# word et excel sur Ipod touch



## gweltaz (4 Septembre 2008)

salut tous
voilà j'ai un Ipod touch 8Go, et j'aimerai bien pouvoir lire mes doc word et excel est ce que vous avez des solution


----------



## Petira (5 Septembre 2008)

si l'ipod est jailbreaker (1.1.4 ou en dessous), aucun probleme!

Dans installer (pas le 4, le3) il suffi de tapper dans all packages .doc ou doc tous simplement et il y aura des visionneuse... apres pour avoir un finder installer sois mobile finder que ou sois file browser, je préfere ce dernier, il offre plus de possiblités.

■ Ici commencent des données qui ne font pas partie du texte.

Issue #856, opened 2025-04-28
Cannot read properties of undefined (reading 'appendChild')


JeremyRH:
Steps to reproduce:
- Use `<style jsx>`.
- Use React 18+.
- [Pass `document` as the first argument to ReactDOM client's `hydrateRoot`](https://react.dev/reference/react-dom/client/hydrateRoot#hydrating-an-entire-document).
- [Have a hydration mismatch between server and client](https://react.dev/reference/react-dom/client/hydrateRoot#:~:text=use%20state%20instead.-,Pitfall,-The%20React%20tree).

`hydrateRoot` will try to recover by client rendering, removing all elements in the DOM, including `<head>`. `useInsertionEffect` runs before DOM mutations, so `document.head` is `undefined` when the effect fires.

Styled-jsx's `StyleSheet.makeStyleTag` method assumes `document.head` is not `null` and is called during the `useInsertionEffect` callback. This causes the error: `Cannot read properties of null (reading 'appendChild')` and client rendering fails, resulting in a blank page.

[Codesandbox example](https://codesandbox.io/p/sandbox/47y8qk).

My opinion:

Yes, the underlying issue is a bug in the app. Completely preventing hydration mismatch is difficult, especially when mismatches can be caused by unexpected browser behavior, extensions, and race conditions. The ability to log mismatches and fix them later is a good workflow for this as testing every case is not feasible.

The reason I think styled-jsx should change is due to it causing client rendering to fail. React will try to recover from a mismatch and styled-jsx prevents recovery. Instead of a performance regression, users experience a broken page.

I'm happy to discuss this and will open a PR "fixing" this issue. I don't expect the PR to be merged as I'm not familiar with the codebase and someone probably knows of a better way to address this.

Thanks!

PR #857, opened 2025-04-28
fix: Check if adding to registry in useInsertionEffect fails and fall back to useLayoutEffect

JeremyRH:
Addresses #856.

This will call both `useInsertionEffect` and `useLayoutEffect` and a ref is used to return early in `useLayoutEffect` if `useInsertionEffect` worked.

I tried to add tests but it seems like a fairly complete DOM implementation is needed. I didn't feel comfortable adding jsdom or happy-dom.

### DIFF
--- a/src/style.js
+++ b/src/style.js
@@ -1,17 +1,18 @@
-import React from 'react'
+import React, { useLayoutEffect, useRef } from 'react'
 import { useStyleRegistry, createStyleRegistry } from './stylesheet-registry'
 import { computeId } from './lib/hash'
 
 // Opt-into the new `useInsertionEffect` API in React 18, fallback to `useLayoutEffect`.
 // https://github.com/reactwg/react-18/discussions/110
-const useInsertionEffect = React.useInsertionEffect || React.useLayoutEffect
+const useInsertionEffect = React.useInsertionEffect || useLayoutEffect
 
 const defaultRegistry =
   typeof window !== 'undefined' ? createStyleRegistry() : undefined
 export default function JSXStyle(props) {
   const registry = defaultRegistry ? defaultRegistry : useStyleRegistry()
+  const insertionEffectCalled = useRef(false)
 
-  // If `registry` does not exist, we do nothing here.
+  // `registry` might not exist while server-side rendering
   if (!registry) {
     return null
   }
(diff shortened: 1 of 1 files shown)


src/style.js
```diff
@@ -2,9 +2,46 @@ import React from 'react'
...
+      registry.remove(props)
+    }
+    // props.children can be string[], will be striped since id is identical
+  }, [props.id, String(props.dynamic)])
+
+  const addedDuringInsertionEffectRef = React.useRef(false)
+
+  // Opt-into the new `useInsertionEffect` API in React 18.
+  // https://github.com/reactwg/react-18/discussions/110
+  if (React.useInsertionEffect) {
```
huozhi, line 18: Let's avoid writing hooks in the conditional invoking way, the root cause is that there's no `head` during react client recover lead to the insertion failure. We need that condition for both useInsertionEffect and useLayoutEffect hook since it's a requirement of the registry.

And we can avoid the try catch as we don't want to hide all potential legit errors. Here's a version I wrote that you can refactor based on it.

I prefer to keep having both the hook here rather than composing them all into a `useRegistry` hook as the logic in the hook is simple, not painful to duplicate, and we can avoid the name since there's already a `useStyleRegistry`

```js
useInsertionEffect(() => {
    if (!isInsertionEffectAvailable.current) {
      isInsertionEffectAvailable.current = !!document.head
      if (!isInsertionEffectAvailable.current) {
        return
      }
    }
    registry.add(props)
    return () => {
      registry.remove(props)
    }
  },
  [props.id, String(props.dynamic)]
)

React.useLayoutEffect(() => {
    if (isInsertionEffectAvailable.current || !document.head) {
      return
    }
    registry.add(props)
    return () => {
      registry.remove(props)
    }
  },
  [props.id, String(props.dynamic)]
)
```

JeremyRH: Thanks, good points. One thing I'm a little confused about is:

> avoid writing hooks in the conditional invoking way

The `if (React.useInsertionEffect) {` is used to detect if `useInsertionEffect` is available (only React 18+). This should be a stable check that never changes. Maybe a React polyfill or monkey-patch could break it.

I'll call it unconditionally in this PR.

huozhi (approved):
lgtm! thanks. CI is failing, going to address it here #858

PR #861, opened 2026-05-14
ci: declare minimum permissions on PR title workflow

arpitjain099:
Declares `permissions: contents: read, pull-requests: read` at the workflow level. The job's single step runs a PR-title validator (`amannn/action-semantic-pull-request` or equivalent) which reads the PR title via the pulls API and reports the result as the workflow's own check status. That needs read on `pull-requests` and nothing else.

The reason to be explicit even when the inherited default may already be reasonable is CVE-2025-30066, the March 2025 `tj-actions/changed-files` compromise where a tampered third-party action exfiltrated `GITHUB_TOKEN` from workflow logs. The leaked token carried whatever scope was issued at the workflow level, so per-workflow caps bound the runtime blast radius regardless of repo or org default. The block also gives drift protection if that default ever widens and is what OpenSSF Scorecard's Token-Permissions check looks for.

YAML validated locally with `yaml.safe_load`.

### DIFF
--- a/.github/workflows/prs.yml
+++ b/.github/workflows/prs.yml
@@ -6,6 +6,9 @@ on:
       - edited
       - synchronize
 
+permissions:
+  pull-requests: read
+
 jobs:
   main:
     runs-on: ubuntu-latest


styfle (approved):

ijjk (approved):

arpitjain099:
@ijjk / @styfle - PR has approval and is green. Any chance of a merge when convenient?

.github/workflows/prs.yml
```diff
@@ -6,6 +6,10 @@ on:
       - edited
       - synchronize
 
+permissions:
+  contents: read
```
styfle:
```suggestion
```

The read content permission is not necessary

styfle:
The read content permission is not necessary. Also you need to sign your commits before we can merge.

arpitjain099:
Thanks @styfle, both addressed:

- Dropped `contents: read` (you're right, the title check only reads the PR, so `pull-requests: read` is all it needs). Kept your change and credited you on the commit.
- Re-signed: the branch is now a single SSH-signed, DCO signed-off commit, so it shows as Verified.

Rebased onto current `main` while I was at it. Should be ready to merge whenever convenient.

styfle (approved):

PR #1772, opened 2017-02-14
do not redirect /agent-binaries to from http to https

riuvshin:
### What does this PR do?
allows download agents via http

related to https://github.com/eclipse/che/pull/4029

#### Changelog
allows download agents via http


benoitf:
@riuvshin could we merge this PR ?

PR #1781, opened 2017-02-15
add script to build agents init and codenvy images with custom name

riuvshin:
### What does this PR do?
allows build and push docker images with custom name to be able to update acceptances

#### Changelog
allows build and push docker images with custom name to be able to update acceptances

### DIFF
--- a/dockerfiles/custom_images.sh
+++ b/dockerfiles/custom_images.sh
@@ -1,0 +1,24 @@
+#!/bin/sh
+
+set -e
+
+HUB_USER=$1
+if [ -z $HUB_USER ]; then echo "please pass your docker hub username as an arg"; exit 2; fi
+
+is_logged=$(docker info | grep -c Username) || true
+if [ $is_logged -ne 1 ]; then
+    docker login
+fi
+
+sh agents/build.sh
+sh codenvy/build.sh
+sh init/build.sh
+
+# retag
+docker tag codenvy/init:nightly $HUB_USER/init:nightly
+docker tag codenvy/codenvy:nightly $HUB_USER/codenvy:nightly
+docker tag codenvy/agents:nightly $HUB_USER/agents:nightly
+# push
+docker push $HUB_USER/init:nightly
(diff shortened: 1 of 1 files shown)


dockerfiles/custom_images.sh
```diff
@@ -0,0 +1,24 @@
+#!/bin/sh
```
benoitf: missing copyright headers
Also I'm not sure that we require another top level script
IMHO it should be integrated in build.include

skabashnyuk:
how to use it?

TylerJewell:
The build.include is sourced in the build.sh scripts, so it's just a way to have it as a library if that makes sense.

dockerfiles/custom_images.sh
riuvshin: I don;t know how build.include works I need something right now because devs blocked to update acceptances. maybe in future we will merge them

riuvshin:
@skabashnyuk execute and follow.

dockerfiles/custom_images.sh
benoitf: I suppose it won't be merged in future if it's not properly done at the beginning.
if ppl need a fragment of script immediately they can use a gist to get that.
But when we submit something into code repository there is a review

riuvshin: in future that script will check if targets are there and other things which is needed only for devs so I don;t know if we should have everything in build.include
for me build.include is source for build.sh but I using build.sh to do some other things.

skabashnyuk:
@riuvshin not clear. Please provide more information how your code will be used

dockerfiles/custom_images.sh
riuvshin: it also may trigger jobs on CI to update acceptances, so...

riuvshin:
@skabashnyuk for now that script is used by devs to prepare images to update acceptances. I just wanted to make their life easier by adding this right in repo. full instruction HOW to update acceptance will be introduced later, but that script is part of that guide

PR #1842, opened 2017-02-28
Revert "INFRA-68; remove compiling-ide module (#1766)"

mkuznyetsov:
This reverts commit fd4fa31b5e7ed01cdbe83ef9f46819bf17790bec. related to https://github.com/codenvy/codenvy/pull/1766

### What does this PR do?
Going back to have a module for compiling GWT for IDE, and another module for it's assembly. It is needed, to be able to reuse GWT sources in other assemblies (like archetype samples), as well as keep assembly-ide-war clean

#### Changelog
This reverts PR https://github.com/codenvy/codenvy/pull/1766

#### Docs PR
https://github.com/codenvy/docs/pull/86


skabashnyuk:
@bmicklea @JamesDrummond  note after we merge this pr 
Docs and changes log from https://github.com/codenvy/codenvy/pull/1766 this pr have to be reverted too.

skabashnyuk:
Right now we trying to solve a couple of issues.
1. We want to not to include gwt dependencies that need for gwt compilation in resulting war.
2. We want to include runtime(not gwt related) jars in resulting war.
3. We want to be able to have a single artifact so plugin developers can include it to his gwt compiling war. 
4. In future we would like to decentralize gwt.xml between many maven artifacts. 

In this pr #1766 we solve **1-2** but forget about **3**.
I also have discussion about maven structure of gwt compiling with  @benoitf and @vparfonov 
During this discussion we have an idea to create uber jar with gwt dependencies but it conflicts **4**  Other idea was to keep gwt dependencies as provided but generate classes war dependency during build. But it require to write new maven plugin and we decided to postpone this task.

Issue #1729, opened 2017-02-08
Change resource distribution to setting resource CAPs


ashumilova:
The resource CAPs may have any value and it will limit the resource usage. But in case there is no CAP set - the team just used the available resources of the parent. The CAP doesn't guarantee there are as many resources available to reach that CAP.

slemeur:
Complete but not merged: PR to be created today.

PR #1845, opened 2017-02-28
Implement resources capping for suborganizations

sleshchenko:
### What does this PR do?
Rework organization resources in following way:
- remove moving resources from parent organization to its suborganization
- add ability suborganizations to use parent organization resources by default
- add ability to parent to set cap on shared resources usage

https://github.com/codenvy/codenvy/issues/1729

#### Changelog
- Rework organization distribution service to cap resource usage.

#### Release Notes
N/A part of teams

#### Docs PR
N/A part of teams


sleshchenko:
Fixing of reviewers' comments and adding migration scripts(renaming column name) will be done in another PR.

PR #1848, opened 2017-03-01
[UD] fixes for "Get More RAM" widget and Billing info tab

akurinnoy:
### What does this PR do?
This PR adds fixes for Billing info tab and "Get More RAM" widget:
- restrict some inputs to enter only valid symbols;
- set focus to input when widget is shown;
- apply filter to round fractional part of calculated values in widget;

N/A

#### Changelog

[UD] make inputs on "Get More RAM" widget and Billing info tab to allow to enter only valid symbols

#### Release Notes

N/A - bugfix

#### Docs PR

N/A - bugfix

### DIFF
--- a/dashboard/src/app/billing/card-info/card-info.html
+++ b/dashboard/src/app/billing/card-info/card-info.html
@@ -38,6 +38,7 @@
                che-label-name="City"
                che-name="city"
                che-place-holder=""
+               che-type-city
                aria-label="City"
                ng-model="cardInfoController.creditCard.city"
                ng-change="cardInfoController.infoChanged(cardInfoForm.$valid)"
@@ -51,6 +52,7 @@
                che-label-name="State"
                che-name="state"
                che-place-holder=""
+               che-type-city
                aria-label="State"
                ng-model="cardInfoController.creditCard.state"
                ng-change="cardInfoController.infoChanged(cardInfoForm.$valid)"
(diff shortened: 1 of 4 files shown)


dashboard/src/app/billing/card-info/card-info.html
```diff
@@ -51,6 +52,7 @@
                che-label-name="State"
                che-name="state"
                che-place-holder=""
+               che-type-city
```
benoitf: why do we have validator of cities for the state ?

akurinnoy: It's not validator of cities, it is just directive which prevent to enter not valid symbols to input.

benoitf: ok but my issue is that the name of validator contains "city" while it is more generic

akurinnoy: Could you suggest more suitable name?

benoitf: @akurinnoy well this change is not urgent I approved the PR. I don't have more suitable name. Maybe che-type-city and che-type-state directives that can be based on the same class.

akurinnoy: Thanks! I will update it soon.

Issue #1739, opened 2017-02-08
Do not make additional http request on each license check in SystemLicenseLoginFilter


skabashnyuk:
Making additional http request on each license check in SystemLicenseLoginFilter is very slow. Please use some smart logic to reduce time of license checking

skabashnyuk:
P1 blocker critical. Since it' double time of each request and made huge performance lost.

dmytro-ndp:
@skabashnyuk: You set **status/blocker** for this issue. Could you, please, explain which function of Codenvy it blocks (that is makes as inaccessible)?

skabashnyuk:
The function is our performance. Making for almost each http request additional http request that sometimes (not sure is it always or not ) make query to database   - is unacceptable solution.

dmytro-ndp:
Our selenium tests demonstrates almost the same performance for Che (without licensing) and Codenvy (with licensing):
- [4h 2 minutes for 326 tests for Che](https://ci.codenvycorp.com/view/qa/job/che-integration-tests/213/);
- [4h 10 minutes for 360 tests for Codenvy](https://ci.codenvycorp.com/view/qa/job/nightly-onprem-selenium-tests/265/).

IMHO, it disapproves assumption that current implementation of licensing leads to huge performance lost.

skabashnyuk:
@dmytro-ndp  you comparing hot and round. 
Can you give me result of simple http request. For instance ```-X OPTIONS /api``` or ```GET /api/user``` with and without license check?
How many times did we make DB query ```select count(id) from user``` ? when loading ide or dashboard. What for? Do we really need that?

dmytro-ndp:
> Can you give me result of simple http request. For instance -X OPTIONS /api or GET /api/user with and without license check?

I could check it. But, such kind of testing should precede conclusion about huge impact on performance.

> How many times did we make DB query select count(id) from user ? when loading ide or dashboard. What for? Do we really need that?

Requesting number of registered users is needed to protect our product from illegal usage: when this number reaches or exceeds allowed limit defined by license, and so stimulate users to pay for usage.

We do it on ~every requests so as new user can be registered at any time.

skabashnyuk:
Thx @dmytro-ndp

dmytro-ndp:
@skabashnyuk: you are welcome :-)

Also, we check license on ~every requests which require login to Codenvy so as we doesn't allow users to login when _Fair Source License_ doesn't accepted by admin.

[...]

PR #1863, opened 2017-03-02
CODENVY-1739: Do not make additional http request on each license check

mmorhun:
### What does this PR do?
Caches Fair Source License acceptance to prevent multiple requests with the same result.

#1739 

#### Changelog
Optimizes Fair Source license checks to improve performance.

#### Release Notes
We've optimized the performance of all HTTP requests by caching the necessary license checks.


skabashnyuk:
Will it cache requests if license is **NOT** accepted?

skabashnyuk:
Ok. And what is the problem? What if it will be 1 minute? And the opposite task. If license was ok but expired during tomcat life time should it be revalidated after X minutes?

tolusha:
> And what is the problem? What if it will be 1 minute?
I user could login after license had been accepted it would be awkward.
 
> If license was ok but expired during tomcat life time should it be revalidated after X minutes?
Agree.
@mmorhun  Take it into account.

mmorhun:
ci-build

Issue #1909, opened 2017-03-13
Unable to use all parent organization resources


sleshchenko:
Unable to use all parent organization resources.

Steps to reproduce:
1. Login as admin.
2. Set free resource limit to 4 GB.
3. Create team and two workspaces there which require 2GB to start.
4. Try to start both of workspaces.

Expected: Both workspaces start successfully.
Actual: The first workspace starts successfully. Start of the second workspace fails with error `Workspace admin/test/ws1 needs 2048MB to start. Your account has 0MB available and 2048MB in use. The workspace can't be start. Stop other workspaces or grant more resources.`

TylerJewell:
Yes, agree with the characterization as severity/blocker.

PR #1914, opened 2017-03-14
CODENVY-1909 Fix providing resources for suborganizations

sleshchenko:
### What does this PR do?
Fixes providing resources for suborganizations.
Resource reservation concept is not flexible enough for implementing different resource distribution for different account types. It was replaced with AvailableResourcesProvider it allows to implement different amount of available resources for different account types.

If account type doesn't have own resource distribution logic, then will be used default one which defines amount of available resources in following way: total resources(license resources) - resources which are used by account.

Personal account type has default available resources provider.

Organizational account type has own available resources provider that considers sharing resources for suborganizations and resources capping.
Provider calculates available resources for organizational account in following way: total resources(license resources) - resources which are used by organization - resources which are used by its suborganizations.
Available resources for suborganizations has a bit different formula: min of available resources for parent and for suborganization (available resources is calculated here by the formula that is listed above). This is required for correct working of resources capping.

https://github.com/codenvy/codenvy/issues/1909

#### Changelog
Fixed providing resources for suborganizations.

#### Release Notes
Fixeed issue when providing resources for suborganizations.

#### Docs PR
N/A


wsmaster/codenvy-hosted-api-organization/src/main/java/com/codenvy/organization/api/resource/OrganizationalAccountAvailableResourcesProvider.java
```diff
@@ -0,0 +1,184 @@
...
+                                                 .values());
+    }
+
+    /**
+     * Returns formatted string for list of resources.
+     */
+    private static String format(Collection<? extends Resource> resources) {
+        return '[' +
+               resources.stream()
+                        .map(resource -> resource.getAmount() + resource.getUnit() + " of " + resource.getType())
```
evoevodin: Does it makes sense to move this code to `resource.toString`  ?

wsmaster/codenvy-hosted-api-organization/src/main/java/com/codenvy/organization/api/resource/SuborganizationResourcesProvider.java
```diff
@@ -83,7 +83,7 @@ public SuborganizationResourcesProvider(AccountManager accountManager,
         }
 
         // given account is suborganization's account and can have resources provided by parent
-        List<? extends Resource> parentResources = usageManagerProvider.get().getAvailableResources(parent);
+        List<? extends Resource> parentResources = usageManagerProvider.get().getTotalResources(parent);
```
evoevodin: i would call the variable differently e.g. `parentTotal` or `parentAvaialble` then when you use it in the code it would be more _declarative_, so you could determine the problem earlier

wsmaster/codenvy-hosted-api-resource/src/main/java/com/codenvy/resource/api/ResourceAggregator.java
```diff
@@ -105,7 +104,61 @@ public ResourceAggregator(Set<ResourceType> resourcesTypes) {
...
+     * | ----------- | --------- | --------- | -------- |
+     * | Resource3   | 1         | -         | 1        |
+     * | ----------- | --------- | --------- | -------- |
+     * </pre>
+     *
+     * @param sourceResources
+     *         the source resources
+     * @param resourcesToCompare
+     *         the resources which should be compared to {@code sourceResources}
+     * @throws IllegalStateException
```
evoevodin: Why `IllegalStateException` but not `IllegalArgumentException` ?

wsmaster/codenvy-hosted-api-organization/src/main/java/com/codenvy/organization/api/resource/OrganizationalAccountAvailableResourcesProvider.java
sleshchenko: `resource.toString` returns `ResourceImpl{id=null, type='RAM', amount=1024, unit='mb'}` but in this case `1024 mb of RAM` is much more readable. So I would not use resource.toString here

evoevodin: The proposal wasn't to use current version of to string, but make it to return `1024 mb of RAM`

wsmaster/codenvy-hosted-api-organization/src/main/java/com/codenvy/organization/api/resource/SuborganizationResourcesProvider.java
sleshchenko: Makes sense

wsmaster/codenvy-hosted-api-organization/src/main/java/com/codenvy/organization/api/resource/OrganizationalAccountAvailableResourcesProvider.java
```diff
@@ -0,0 +1,184 @@
...
+     * <p>Note that if one of the lists don't contain resource
+     * than resource also won't contain it.
+     *
+     * @param resources1
+     *         the fist resources list to compare
+     * @param resources2
+     *         the second resources list to compare
+     * @return resources with minimum amounts.
+     */
+    private List<Resource> min(Collection<? extends Resource> resources1, Collection<? extends Resource> resources2) {
```
evoevodin: Does it make sense to separate this method on 2, 
1 is intersect, the second is aggregation by minimal amount? 
I spend some time getting what the method is doing.

wsmaster/codenvy-hosted-api-organization/src/main/java/com/codenvy/organization/api/resource/OrganizationalAccountAvailableResourcesProvider.java
sleshchenko: Yeah. Sorry, I missed your point. I would do `toString` methods for entities in the same way. For example, `toString()` methods for our entities can be useful for debugging and id is present there. If we change it then it may be a little problem.
WDYT? Will it be OK?

wsmaster/codenvy-hosted-api-resource/src/main/java/com/codenvy/resource/api/ResourceAggregator.java
```diff
@@ -70,33 +68,34 @@ public ResourceAggregator(Set<ResourceType> resourcesTypes) {
...
+    public List<? extends Resource> deduct(List<? extends Resource> sourceResources,
                                            List<? extends Resource> resourcesToDeduct) throws NoEnoughResourcesException {
-        checkSupporting(totalResources);
+        checkSupporting(sourceResources);
         checkSupporting(resourcesToDeduct);
 
-        final Map<String, Resource> result = totalResources.stream()
-                                                           .collect(Collectors.toMap(Resource::getType,
-                                                                                     Function.identity()));
+        final Map<String, Resource> result = sourceResources.stream()
```
evoevodin: usually you deal with resources as with a map<type, resouce>, and this code is repeated throughout all the codebase.
Let's consider collection -> map conversion as grouping by type, so `ResourceAggregator` can do that + it can describe and document override strategies for the resources with repeated type.

wsmaster/codenvy-hosted-api-resource/src/main/java/com/codenvy/resource/api/ResourceAggregator.java
sleshchenko: Good catch. I'll change throwing of IllegalStateException to IllegalArgumentException

wsmaster/codenvy-hosted-api-resource/src/main/java/com/codenvy/resource/api/ResourceAggregator.java
```diff
@@ -105,7 +104,61 @@ public ResourceAggregator(Set<ResourceType> resourcesTypes) {
...
+     * | Resource3   | 1         | -         | 1        |
+     * | ----------- | --------- | --------- | -------- |
+     * </pre>
+     *
+     * @param sourceResources
+     *         the source resources
+     * @param resourcesToCompare
+     *         the resources which should be compared to {@code sourceResources}
+     * @throws IllegalStateException
+     *         when {@code sourceResources} or {@code deduction} contain resource with not supported type
```
evoevodin: What is `deduction` ?

wsmaster/codenvy-hosted-api-organization/src/main/java/com/codenvy/organization/api/resource/OrganizationalAccountAvailableResourcesProvider.java
sleshchenko: Good proposal. In your case code looks much more clear

wsmaster/codenvy-hosted-api-organization/src/main/java/com/codenvy/organization/api/resource/OrganizationalAccountAvailableResourcesProvider.java
sleshchenko: There is necessity to have resources formatter that will return readable string for resource with converting to unit that is the most suitable, e.g. instead of 1024 mb of RAM -> 1Gb of RAM.
So it will be implemented later, and then we'll remove this private method

sleshchenko:
@codenvy/pm Please approve my changes

wsmaster/codenvy-hosted-api-resource/src/main/java/com/codenvy/resource/api/ResourceAggregator.java
sleshchenko: Sounds good. But I would not do such refactoring in this PR. It will be reworked later.

Issue #1688, opened 2017-02-03
Strange behavior when user is not authorized


vitaliy-guliy:
Dashboard does not redirect to the login page when the user session is expired.

![user is not authorized](https://cloud.githubusercontent.com/assets/1655894/22590312/3ff9c710-ea17-11e6-8448-bc371b233972.gif)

Pour file browser ajouter ma source: iappcat.com/r/41588


----------



## gweltaz (8 Septembre 2008)

LolYangccool a dit:


> si l'ipod est jailbreaker (1.1.4 ou en dessous), aucun probleme!
> 
> Dans installer (pas le 4, le3) il suffi de tapper dans all packages .doc ou doc tous simplement et il y aura des visionneuse... apres pour avoir un finder installer sois mobile finder que ou sois file browser, je préfere ce dernier, il offre plus de possiblités.



désolé, mais je suis nouveau avec mon Ipod et je n'est pas réussi à installé ce que tu me disais est ce que tu pourrais me donné une façon de faire ou un lien d'explication??
merci d'avance


----------



## Anonyme (8 Septembre 2008)

Normalement ipod touch affiche les fichiers word et excel, mais on ne sait pas les éditer.


----------



## gweltaz (8 Septembre 2008)

ouep! mais pour l'instant je l'ai envoie en mail sur mon Ipod pour les lire et je ne sais pas les mettre directement sur l'ipod
une sol?


----------



## Anonyme (8 Septembre 2008)

Tu peux passer par des applications tierces comme l'excellent FileMagnet, permettant d'envoyer par wifi des fichiers de l'ordi à l'ipod.


----------



## gweltaz (9 Septembre 2008)

je viens de mettre à jour mon Ipod et telecharger mobile finder pour essayer pB lorsque je veux transferer un fichier Excel il me dis non because pas de lecture possible... pourquoi?


----------